The IT environment is rapidly changing: New technology stacks emerge every year that serve billions of people worldwide and naturally have been targeted by malware writers. How can you quickly and effectively distinguish a network intrusion attempt from an expected and authorized event? As it turns out, Apache Hadoop is one emerging technology that improves your chances of detecting and stopping security attacks.

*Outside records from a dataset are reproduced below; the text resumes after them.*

PR #103, opened 2018-01-31
Use hash of entries for merge key.

### LINKED ISSUE #102: Use a hash for reference/alternate_bases when making the merge key
We currently just concatenate reference/alternate_bases together as the merge key (see [here](https://github.com/googlegenomics/gcp-variant-transforms/blob/master/gcp_variant_transforms/libs/variant_merge/move_to_calls_strategy.py#L120)).

This may break Dataflow if the length of reference/alternate_bases are large (larger than 1MB limit for the key). We should create a hash of these fields and use that instead. This ensures that our keys do not get arbitrarily large.

As a result, the key would be `reference_name:start_position:end_position:<hash of reference_name:alternate_bases>`. Given that we include reference/start/end as part of the key (excluding the hash) then the risk of collision is extremely low. However, we can still add an assert [here](https://github.com/googlegenomics/gcp-variant-transforms/blob/master/gcp_variant_transforms/libs/variant_merge/move_to_calls_strategy.py#L99) just to be sure.

nmousavi:
Sha256 of reference_bases and alternate_bases is used for the merge key.

fixes #102

### DIFF
--- a/gcp_variant_transforms/libs/variant_merge/move_to_calls_strategy.py
+++ b/gcp_variant_transforms/libs/variant_merge/move_to_calls_strategy.py
@@ -16,6 +16,7 @@
 
 from __future__ import absolute_import
 
+import hashlib
 import re
 
 from gcp_variant_transforms.beam_io.vcfio import Variant
@@ -103,6 +104,17 @@ class MoveToCallsStrategy(variant_merge_strategy.VariantMergeStrategy):
                                  end=variant.end,
                                  reference_bases=variant.reference_bases,
                                  alternate_bases=variant.alternate_bases)
+      # Since we use hash function in generating the merge key, there is
+      # a chance (extremely low though) to have variants with different
+      # `reference_bases` or `alternate_base` here due to a collision in
+      # the hash function.
+      assert variant.reference_bases == merged_variant.reference_bases, (
+          'Cannot merge variants with different reference bases. {} vs {}'
+          .format(variant.reference_bases, merged_variant.reference_bases))
+      assert variant.alternate_bases == merged_variant.alternate_bases, (
+          'Cannot merge variants with different alternate bases. {} vs {}'
+          .format(variant.alternate_bases, merged_variant.alternate_bases))
+
       merged_variant.names.extend(variant.names)
       merged_variant.filters.extend(variant.filters)
       merged_variant.quality = max(merged_variant.quality, variant.quality)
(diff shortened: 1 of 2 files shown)


gcp_variant_transforms/libs/variant_merge/move_to_calls_strategy.py
```diff
@@ -118,13 +130,14 @@ def get_merged_variants(self, variants, unused_key=None):
...
-    yield ':'.join(
+    key = ':'.join(
         [str(x) for x in [
             variant.reference_name or '',
             variant.start or '',
             variant.end or '',
-            variant.reference_bases or '',
-            ','.join(variant.alternate_bases or [])]])
+            hashlib.sha256(variant.reference_bases or '').hexdigest(),
+            hashlib.sha256(','.join(variant.alternate_bases or [])).hexdigest()]])
```
arostamianfar: Consider making a private method _get_hash_key and use it here.

gcp_variant_transforms/libs/variant_merge/move_to_calls_strategy.py
```diff
@@ -118,13 +130,14 @@ def get_merged_variants(self, variants, unused_key=None):
...
   def get_merge_keys(self, variant):
-    yield ':'.join(
+    key = ':'.join(
         [str(x) for x in [
             variant.reference_name or '',
             variant.start or '',
             variant.end or '',
-            variant.reference_bases or '',
-            ','.join(variant.alternate_bases or [])]])
+            hashlib.sha256(variant.reference_bases or '').hexdigest(),
```
arostamianfar: I wonder if md5 is good enough here. 256 seems like an overkill :p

Organizations realize that just putting up walls around data is no longer enough protection. CIOs want to avoid security-related incidents having an impact on service-level agreements (SLAs), so they want to reduce the likelihood of a successful attack while being able to respond faster when one does occur. What is needed to do this is a deeper insight into the data being generated in order to identify threats – and that happens by monitoring and analyzing all events across the network in real time. This approach, however, results in the generation of large amounts of security-related data that must be stored and analyzed. In addition, increased regulations require storing and archiving security event data for longer time periods to comply with more stringent regulations. That's where the advantages of using Big Data technologies on a real-time Hadoop platform come in.

According to Ted Dunning, chief application architect at MapR Technologies, it's possible to get in front of attacks by analyzing all network event data with tools such as Apache Spark running on a real-time Hadoop platform, and to do so economically. IT professionals can build models that identify "normal" behavior thanks to the large scale of data made available to them. An understanding of normal patterns enables the models then to identify anomalous behavior. The anomalies signal potential security threats, and the combination of the Hadoop platform with Spark gives the high performance and scalability needed for accurate models as well as the speed needed to alert organizations to take action quickly, thus reducing risk.